The conventional answer to the question is to flip one switch on and leave it for a bit. Then turn it off and turn on another then go up to the attic. If the light is on, the last switch you flipped was the one. If the light is warm (Aha!) then the first switch you flipped is the one. If the light is off and cold, well is the remaining one. Let’s try and subvert the conventional answer to this problem by engaging in some mild subterfuge in the spirit of Calandra‘s “Angels-on-a-Pin“.

  1. Rapidly flip one of the switches on and off many times. Finally set this switch to the off position and flip another switch to on. Now go to the attic. If the light is on, it’s the currently on switch. If the light is burnt out, its the first switch.

  2. Call in your grand aunt, explain the problem to her, crawl up to the attic and have her flip the switches one by one. Yell when the light comes on.

  3. Flip a switch and inspect all the fixtures in the house, repeat and eliminate two of the switches. The third one is the attic switch. If none of the switches seem to be doing anything, where’s the problem? Just hit all three switches when you need the attic light on.

  4. Wait for a moonless night. Turn off all the lights in the house and draw all the curtains and blinds. Now flip the switches one by one. There will be a difference in the light level, however slight, from the attic light going on.

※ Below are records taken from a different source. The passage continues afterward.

Issue #7221, opened 2023-06-26
Closing the active tab does not fire events for tab change


RSantosGIS:
### Actual Behavior

Originally documented in https://github.com/Esri/calcite-components/issues/7155 but broken into a smaller bug report at the request of @mpriour .

When you close the active tab, the active tab automatically changes (as intended) but this does not fire the onCalciteTabsActivate or onCalciteTabChange events for CalciteTabTitle and CalciteTabNav, respectively

### Expected Behavior

When you close the active tab and it moves you to a new tab, all of the events for tab navigation should fire.

### Reproduction Sample

https://codesandbox.io/s/new-feather-qsyw8j?file=/src/App.js

### Reproduction Steps

1. Open the dev console
2. Close the active tab - notice the console.log statements don't fire
3. click to navigate to another tab - notice that the console.log statements do fire

### Reproduction Version

1.4.2

### Priority impact

p3 - want for upcoming milestone

### Impact

This prevents ArcGIS studio from being able to utilize callbacks on tab navigation events reliably.  We have to do workarounds where tab closure triggers special handling to also consider navigation, rather than just have navigation events be handled by the actual navigation event handler on the component.

### Esri team

ArcGIS Knowledge

geospatialem:
Research to be conducted in August to determine the time estimate needed for a fix in a future milestone.

Elijbet:
> Research to be conducted in August to determine the time estimate needed for a fix in a future milestone.

**Research Summary**

The question revolves around whether the automatic movement of selection to the next tab after closing one should be considered a user-triggered activation or a programmatic action. 

Currently, no `TabsActivate` or `TabChange` events, either public or internal, are being fired as part of the `closable` logic. The suggestion is to emit public events `TabsActivate(userTriggered = true / TabChange(userTriggered = true)` related to close events based on how the tab was closed (user-triggered vs. programmatic). 

Here are some precedent examples where related events are emitted in response to user-initiated actions in other components:

- `pick/value-list` emits the remove item event and, after being removed, also emits the list change event.
- `combobox` emits filter and combobox change events when the value is cleared (there may be other similar examples).
- `list` emits a change event along with its item's select event.

It seems to make sense that emitting associated events should only occur when the user initiates an action that would trigger those events because internal events may not always be necessary; they have been used in specific cases as implementation details. 

[...]

PR #8582, opened 2024-01-10
feat(tabs): emit selection-related events when selection is modified after closing the selected tab

jcfranco:
**Related Issue:** #7221

## Summary

This will help users know when the selected `tab-title` and `tab` have changed after closing.


jcfranco:
@Elijbet Since the closing behavior affects `tabs` children, we should probably move, and increase coverage, all tab-closing-related tests from https://github.com/Esri/calcite-design-system/pull/6740/files#diff-c7f6cef044b115506885fe23d350cb1c87b2535c77d3888863efbcf37e7fe500 to `tabs.e2e.ts`.

packages/calcite-components/src/components/tab-nav/tab-nav.tsx
```diff
@@ -396,6 +397,10 @@ export class TabNav {
     if (totalVisibleTabTitles === 1 && tabTitles[visibleTabTitlesIndices[0]].closable) {
       tabTitles[visibleTabTitlesIndices[0]].closable = false;
       this.selectedTabId = visibleTabTitlesIndices[0];
+
+      if (selectionModified) {
+        tabTitles[visibleTabTitlesIndices[0]].click(); // trigger selection-related events since they were modified after user interaction
```
driskull, line 402: nitpick: It seems a little odd to be handling this using a click since a click will bubble up and could potentially trigger other unknown things higher in the DOM.

Maybe in the future we could refactor this to handle the use case without having to trigger a click of an element? Just throwing thoughts out there :) I know we do use `.click()` in other places but its something we should think about possibly.

driskull (commented):
The code looks good 👍  APPROVED

packages/calcite-components/src/components/tab-nav/tab-nav.tsx
jcfranco: 100% agreed. I'll update this PR to add an internal method to only trigger the tab-related events and will create a refactor issue to introduce a tabs controller that `tabs` and its structure could share to make this cleaner. There's a lot of eventing going back and forth and it's getting quite complex.

jcfranco: Internal method added and `click` no longer used. Can you take another look? 🙇‍♂️

driskull (approved):
Much nicer! 🎉 🌮

Issue #8581, opened 2024-01-10
Custom tooltip for ListItem drag handle


annelfitz:
### Check existing issues

- [X] I have [checked for existing issues](https://github.com/Esri/calcite-design-system/issues) to avoid duplicates

### Description

We would like to be able to customize the drag handle tooltip in a calcite list item.

For example, in the Bookmarks widget, we were previously able to display a custom tooltip based on the bookmark title.
![Screenshot 2024-01-09 at 4 12 44 PM](https://github.com/Esri/calcite-design-system/assets/51344676/1e65082a-5cae-4154-bb68-518a3a2c061e)

Now we are in the process of refactoring the Bookmarks widget to use calcite components, taking advantage of the List component, but we are unable to provide that same experience in the tooltip. This enhancement seems like it would greatly help people using screen readers as they may need more information to know what they are dragging. The custom tooltip allows us to provide that information, instead of just the default `Drag handle` which is what the tooltip currently says.
![Screenshot 2024-01-09 at 4 15 44 PM](https://github.com/Esri/calcite-design-system/assets/51344676/0150a499-03b4-4c12-a453-b20168a0b180)

### Acceptance Criteria

- Allow dragHandle tooltip to be customizable

### Which Component

List Item

### Example Use Case

https://zrh-app-sd-2.esri.com/arcgis-play/a/afitz_jsapi/bookmarks-calcite-refactor-2

### Priority impact

p3 - want for upcoming milestone

### Calcite package

- [X] @esri/calcite-components
- [ ] @esri/calcite-components-angular
- [ ] @esri/calcite-components-react
- [ ] @esri/calcite-design-tokens
- [ ] @esri/eslint-plugin-calcite-components

### Esri team

ArcGIS Maps SDK for JavaScript

annelfitz:
cc @driskull @geospatialem

geospatialem:
This looks like a relatively low effort, to add the capability via the component's `messageOverrides` property. 

@annelfitz We just had our translation deadline pass this week, if we aimed for completion shortly after 24.R1 next month, would that work with the Maps SDK timeline for 24.R2?

annelfitz:
sure, sounds good to me. thanks @geospatialem !

driskull:
What if we just update the message to be `Move: {itemLabel}` or `Move or reorder: {itemLabel}`? Would that suffice?

Items can be dragged or moved via keyboard

geospatialem:
[...]

PR #8584, opened 2024-01-10
feat(handle, block, list-item): improve drag handle tooltip to include item label

driskull:
**Related Issue:** #8581

## Summary

- Renames `dragHandle` message to include `label` of the handle.
- Add new message for `dragHandleUntitled`.
- Update block to set label on handle.
- If handle is used without a label it will just say `Reposition`
- Add resources const for `SUBSTITUTION` vars.
- Add test


packages/calcite-components/src/components/handle/assets/handle/t9n/messages.json
```diff
@@ -1,5 +1,5 @@
 {
-  "dragHandle": "Drag handle",
+  "dragHandle": "Reposition or move: {itemLabel}",
```
macandcheese, line 2: Should we choose one of “Reposition” or “move” here?

driskull: We could just go with reposition. I was just thinking of sort vs move out

macandcheese (approved):

Issue #5548, opened 2022-10-24
Refactor to remove any instances of added hidden prop


Elijbet:
### Description

We shouldn't need to add or document this property since it’s already a global attribute common to all HTML elements.

### Proposed Advantages

Remove redundancy. 

### Which Component

Input
Input-number
Input-text

jcfranco:
Stencil v4 allows us to [watch global attributes](https://stenciljs.com/docs/reactive-data#watching-native-html-attributes), so we can leverage this wherever needed.

geospatialem:
Verified in `2.2.1-next.0` with https://codepen.io/geospatialem/pen/OJqmqEm, where the `hidden` attribute is supported as a global attribute.

PR #8591, opened 2024-01-12
refactor: drop `hidden` prop since it is a global attribute

jcfranco:
**Related Issue:** #5548  

## Summary

This removes `hidden` props since it's available on `HTMLElement` (base class for custom elements).


driskull (approved):
👍 Nice cleanup/refactoring!

Issue #8340, opened 2023-12-06
Focus traps don't work as expected with multiple modals


ellenupp:
### Check existing issues

- [X] I have [checked for existing issues](https://github.com/Esri/calcite-design-system/issues) to avoid duplicates

### Actual Behavior

When configuring a dashboard it's possible to have two modals open where the second stacks on top of the first (Ex: JS API sign-in dialog can open from a configuration dialog when adding a map/layer requiring authentication).

When opening the second calcite-modal on top of the other, the focus does not behave as expected. The second modal doesn't auto-focus on open and is not focus trapped. 

### Expected Behavior

The topmost modal should trap the focus (when no focus-trap-disabled present). Modal should auto-focus on open. 

Example where two modals are rendered and second one opens and closes on top. This works as expected. The issue seems to be when the second modal is dynamically added to the page. https://codepen.io/ellupp/pen/WNPxRwJ?editors=1000

### Reproduction Sample

https://codepen.io/ellupp/pen/LYqZxgx?editors=1000

### Reproduction Steps

1. Click button to open second modal. Note new modal is not auto-focused on open and is not focus trapped. 

### Reproduction Version

2.0.0

### Relevant Info

related issue #6659

### Priority impact

p4 - not time sensitive

### Impact

Minor but is an a11y concern

### Calcite package

- [X] @esri/calcite-components
- [ ] @esri/calcite-components-angular
- [ ] @esri/calcite-components-react
- [ ] @esri/calcite-design-tokens
- [ ] @esri/eslint-plugin-calcite-components

### Esri team

ArcGIS Dashboards

geospatialem:
Would prefer to find a way to mitigate this across products where multiple modals are opened by default, such as with the Maps SDK and Dashboards. This may start to pop up even more in the coming weeks, so Calcite should address it ASAP.

dasa:
It might be worth considering implementing Modal using [HTMLDialogElement](https://developer.mozilla.org/en-US/docs/Web/API/HTMLDialogElement) since that could avoid this issue.

geospatialem:
Verified with https://codepen.io/ellupp/pen/LYqZxgx in `2.2.0-next.22`:

![verify-modal-trap](https://github.com/Esri/calcite-design-system/assets/5023024/7f1345c7-4f6b-4633-9fdc-b768cb07656d)

PR #8593, opened 2024-01-12
fix(modal): ensure focus trapping in dynamically created, subsequently opened modals

jcfranco:
**Related Issue:** #8340 

## Summary

This fixes an issue caused by the internal `opened` watcher being invoked and not having the [`transitionEl` ref available](https://github.com/Esri/calcite-design-system/blob/main/packages/calcite-components/src/components/modal/modal.tsx#L519-L523), which would bypass the open/close component hooks and not [activate the focus trap](https://github.com/Esri/calcite-design-system/blob/main/packages/calcite-components/src/components/modal/modal.tsx#L489).

### DIFF
--- a/packages/calcite-components/src/components/modal/modal.tsx
+++ b/packages/calcite-components/src/components/modal/modal.tsx
@@ -52,7 +52,7 @@ import {
 } from "../../utils/t9n";
 import { ModalMessages } from "./assets/modal/t9n";
 
-import { getIconScale } from "../../utils/component";
+import { componentOnReady, getIconScale } from "../../utils/component";
 
 let totalOpenModals: number = 0;
 let initialDocumentOverflowStyle: string = "";
@@ -177,7 +177,7 @@ export class Modal
     setUpLoadableComponent(this);
     // when modal initially renders, if active was set we need to open as watcher doesn't fire
     if (this.open) {
-      requestAnimationFrame(() => this.openModal());
+      this.openModal();
     }
   }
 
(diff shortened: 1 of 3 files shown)


packages/calcite-components/src/components/modal/modal.tsx
```diff
@@ -532,7 +529,8 @@ export class Modal
     this.open = false;
   };
 
-  private openModal() {
+  private async openModal(): Promise<void> {
+    await componentOnReady(this.el);
```
driskull, line 533: @jcfranco is there any way we could put this in `activateFocusTrap` and/or `connectFocusTrap` so that this would happen for any component using focus trapping?

driskull (approved):
Looks good. Just wondering if we can move this logic into the focus trap component logic so that it won't occur for any component implementing focus trapping.

packages/calcite-components/src/components/modal/modal.tsx
jcfranco: It might not be that helpful since the main issue is related to watchers and refs. `focusTrapComponent` utils seem disconnected from this, right?

driskull: Yeah that's true. I was just thinking that this problem might arise in other components as well.

jcfranco: Agreed. Maybe we could wire it up if we made some additional changes to `focusTrapComponent`. 🤔❓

  5. Fly a drone up into the attic. Now you have eyes on target. Screw the cat.

  6. Take all bulbs out of their sockets and unplug all appliances. Now flip the switches one by one and watch the electric meter. This may take some patience.

  7. Open up the cover plate. Take a voltmeter and measure the drop in voltage as the switches are flipped. If only one has a voltage drop, that’s the one wired to the attic switch. If more than one have drops, throw stones into the attic until the light bulb is broken. Redo the measurements. The switch that now has no voltage drop (but did previously) is the one. Take a new bulb, go up into the attic and replace it.

  8. Flip each switch in turn and let the bulb warm up. Throw a bucket of water into the attic. If you hear a loud “POP” the bulb was on. Leave adequate cool down periods between tests. Take a new bulb, go up into the attic and replace it.

  9. Tie three strings to the switches. Go up into the attic with the strings. (Some will say this is subverting the question. Yes it is. Yes it is)

  10. Get all the shiny pots and pans your grand uncle has. Arrange them like mirrors so that you have a view of the attic from the switches.

As an aside, here is a problem I like better, as solving it actually teaches you some mathematical concepts:

Your grand uncle has passed on. In his will he’s bequeathed you an antique coin of immense value (so he says). He’s also left you with eight accurate forgeries of that coin that are indistinguishable from the original, except that they are just a fraction lighter. He’s also left you a balance, which can only be used twice before it breaks. So he says.

You are only allowed to take one of the coins with you. The original coin is priceless, the forgeries are worthless. So he says. You suspect all the coins are duds and the balance won’t break, but you take your Grand uncle’s will in the spirit it was meant, as a last fun puzzle to keep you busy so you don’t get too sad at the old codger’s passing.